Stored data
PR #279, opened 2024-06-12
Add test for templateElement.content.childNodes[0].replaceWith

iacore:
added a test. the test should not fail.

### DIFF
--- a/test/html/template-element.js
+++ b/test/html/template-element.js
@@ -47,3 +47,11 @@ const docWithTemplateAttribute = parseHTML(`<div template="anything"><p>not insi
 
 assert(docWithTemplateAttribute.querySelector('*').tagName, 'P');
 assert(docWithTemplateAttribute.querySelectorAll('*').length, 1);
+
+
+let {document: document2} = parseHTML('<template><img id="el-14" class="has-svg" src="./favicon.svg" inline=""></template>');
+let template2 = document2.documentElement;
+assert(template2.innerHTML, '<img id="el-14" class="has-svg" src="./favicon.svg" inline="">');
+
+template2.content.childNodes[0].replaceWith(document.createElement('br'))
+assert(template2.innerHTML, '<br>', 'expected content');


test/html/template-element.js
```diff
@@ -47,3 +47,11 @@ const docWithTemplateAttribute = parseHTML(`<div template="anything"><p>not insi
 
 assert(docWithTemplateAttribute.querySelector('*').tagName, 'P');
 assert(docWithTemplateAttribute.querySelectorAll('*').length, 1);
+
+
+let {document: document2} = parseHTML('<template><img id="el-14" class="has-svg" src="./favicon.svg" inline=""></template>');
+let template2 = document2.documentElement;
+assert(template2.innerHTML, '<img id="el-14" class="has-svg" src="./favicon.svg" inline="">');
+
+template2.content.childNodes[0].replaceWith(document.createElement('br'))
```
iacore, line 56: if you save

```
const content = template2.content
```

`content.toString()` will give the correct content.

`template2.content.innerHTML` still won't.

WebReflection: yeah, live nodes are not a thing in here ... and won't be because that's not a goal of this project.

WebReflection: To clarify: I don't know if `content` returns an array of its nodes but if that's the case, that's gonna be the case in here. For everything else, JSDOM got you covered. This project is not a replacement for it, it just enables the read-only things a page would land, everything else really need a good use case for it or it won't happen. Do you want to dig into the `DocumentFragment` hole without affecting performance? Please do, if that's the case, I'll be watching 👍

iacore: what should I do instead?

the idea is to swap out `<a/>` with `<c/>` without affecting anything else.

```
<div>
<a/>
<b/>
</div>
```

iacore: I found the solution. The problem is not about live nodes. 

`template.querySelectorAll` works.

`template.content.querySelectorAll` doesn't. `template.content` **clones each node**.

WebReflection: yeah, `templte.content` does that and it's **not a LIVE NodeList** so you got your answer ... that won't land in here, it's no purpose whatsoever, so if you solved, remove the failing-but-not-really test and let's merge your changes?

iacore:
# On HTMLTemplateElement.content

The following snippet from MDN implies that `templateElement.content` should not clone the node.

```
const templateElement = document.querySelector("#foo");
const documentFragment = templateElement.content.cloneNode(true);
```

I tried it in browser. It works as expected.

[deno-dom](https://github.com/b-fuze/deno-dom) works as expected.


>  Do you want to dig into the DocumentFragment hole without affecting performance? 

I don't think it is possible to do that, given the current implementation seems a bit buggy.

```

class HTMLTemplateElement extends HTMLElement {
  constructor(ownerDocument) {
    super(ownerDocument, tagName);
    const content = this.ownerDocument.createDocumentFragment();
    (this[CONTENT] = content)[PRIVATE] = this;
  }

  get content() {
    if (this.hasChildNodes() && !this[CONTENT].hasChildNodes()) {
      for (const node of this.childNodes)
        this[CONTENT].appendChild(node);
    }
    return this[CONTENT];
  }
}
```

If I understand currently, `get content()` is cached once. Consider this example:

```js
templateElement.content;
templateElement.childNodes.append(document.createElement('div'))
templateElement.content; // this would be stale
```

iacore:
Not sure what do do with this, actually.

browser DOM says `templateElement.childNodes` should be empty, while `templateElement.childNodes`.

linkedom seems to insert to template first, and then on first `.content` transfer to the inner DocumentFragment.

WebReflection:
It’s not complicated, rather about SSR performance where you never want to compute things more than once. May I ask your use case here? If it’s to test please read the non-goals section in the README. If it’s about something else please share, thanks.

P.S. I’m really focusing on other things these days and I won’t be able to help much but if it’s a quick thing I will try to help

iacore:
It's about something else. It's already solved.

https://github.com/dringtech/lume/pull/1/files#diff-7ff608c5d5ab477d4ee84e3dd47fb9700039d91695614bb2e06968e824827094L53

WHAT YOU NEED TO DO: The answer consists of every entry, returned exactly.

SOLUTION BELOW:
PR #279, opened 2024-06-12
Add test for templateElement.content.childNodes[0].replaceWith

iacore:
added a test. the test should not fail.

### DIFF
--- a/test/html/template-element.js
+++ b/test/html/template-element.js
@@ -47,3 +47,11 @@ const docWithTemplateAttribute = parseHTML(`<div template="anything"><p>not insi
 
 assert(docWithTemplateAttribute.querySelector('*').tagName, 'P');
 assert(docWithTemplateAttribute.querySelectorAll('*').length, 1);
+
+
+let {document: document2} = parseHTML('<template><img id="el-14" class="has-svg" src="./favicon.svg" inline=""></template>');
+let template2 = document2.documentElement;
+assert(template2.innerHTML, '<img id="el-14" class="has-svg" src="./favicon.svg" inline="">');
+
+template2.content.childNodes[0].replaceWith(document.createElement('br'))
+assert(template2.innerHTML, '<br>', 'expected content');


test/html/template-element.js
```diff
@@ -47,3 +47,11 @@ const docWithTemplateAttribute = parseHTML(`<div template="anything"><p>not insi
 
 assert(docWithTemplateAttribute.querySelector('*').tagName, 'P');
 assert(docWithTemplateAttribute.querySelectorAll('*').length, 1);
+
+
+let {document: document2} = parseHTML('<template><img id="el-14" class="has-svg" src="./favicon.svg" inline=""></template>');
+let template2 = document2.documentElement;
+assert(template2.innerHTML, '<img id="el-14" class="has-svg" src="./favicon.svg" inline="">');
+
+template2.content.childNodes[0].replaceWith(document.createElement('br'))
```
iacore, line 56: if you save

```
const content = template2.content
```

`content.toString()` will give the correct content.

`template2.content.innerHTML` still won't.

WebReflection: yeah, live nodes are not a thing in here ... and won't be because that's not a goal of this project.

WebReflection: To clarify: I don't know if `content` returns an array of its nodes but if that's the case, that's gonna be the case in here. For everything else, JSDOM got you covered. This project is not a replacement for it, it just enables the read-only things a page would land, everything else really need a good use case for it or it won't happen. Do you want to dig into the `DocumentFragment` hole without affecting performance? Please do, if that's the case, I'll be watching 👍

iacore: what should I do instead?

the idea is to swap out `<a/>` with `<c/>` without affecting anything else.

```
<div>
<a/>
<b/>
</div>
```

iacore: I found the solution. The problem is not about live nodes. 

`template.querySelectorAll` works.

`template.content.querySelectorAll` doesn't. `template.content` **clones each node**.

WebReflection: yeah, `templte.content` does that and it's **not a LIVE NodeList** so you got your answer ... that won't land in here, it's no purpose whatsoever, so if you solved, remove the failing-but-not-really test and let's merge your changes?

iacore:
# On HTMLTemplateElement.content

The following snippet from MDN implies that `templateElement.content` should not clone the node.

```
const templateElement = document.querySelector("#foo");
const documentFragment = templateElement.content.cloneNode(true);
```

I tried it in browser. It works as expected.

[deno-dom](https://github.com/b-fuze/deno-dom) works as expected.


>  Do you want to dig into the DocumentFragment hole without affecting performance? 

I don't think it is possible to do that, given the current implementation seems a bit buggy.

```

class HTMLTemplateElement extends HTMLElement {
  constructor(ownerDocument) {
    super(ownerDocument, tagName);
    const content = this.ownerDocument.createDocumentFragment();
    (this[CONTENT] = content)[PRIVATE] = this;
  }

  get content() {
    if (this.hasChildNodes() && !this[CONTENT].hasChildNodes()) {
      for (const node of this.childNodes)
        this[CONTENT].appendChild(node);
    }
    return this[CONTENT];
  }
}
```

If I understand currently, `get content()` is cached once. Consider this example:

```js
templateElement.content;
templateElement.childNodes.append(document.createElement('div'))
templateElement.content; // this would be stale
```

iacore:
Not sure what do do with this, actually.

browser DOM says `templateElement.childNodes` should be empty, while `templateElement.childNodes`.

linkedom seems to insert to template first, and then on first `.content` transfer to the inner DocumentFragment.

WebReflection:
It’s not complicated, rather about SSR performance where you never want to compute things more than once. May I ask your use case here? If it’s to test please read the non-goals section in the README. If it’s about something else please share, thanks.

P.S. I’m really focusing on other things these days and I won’t be able to help much but if it’s a quick thing I will try to help

iacore:
It's about something else. It's already solved.

https://github.com/dringtech/lume/pull/1/files#diff-7ff608c5d5ab477d4ee84e3dd47fb9700039d91695614bb2e06968e824827094L53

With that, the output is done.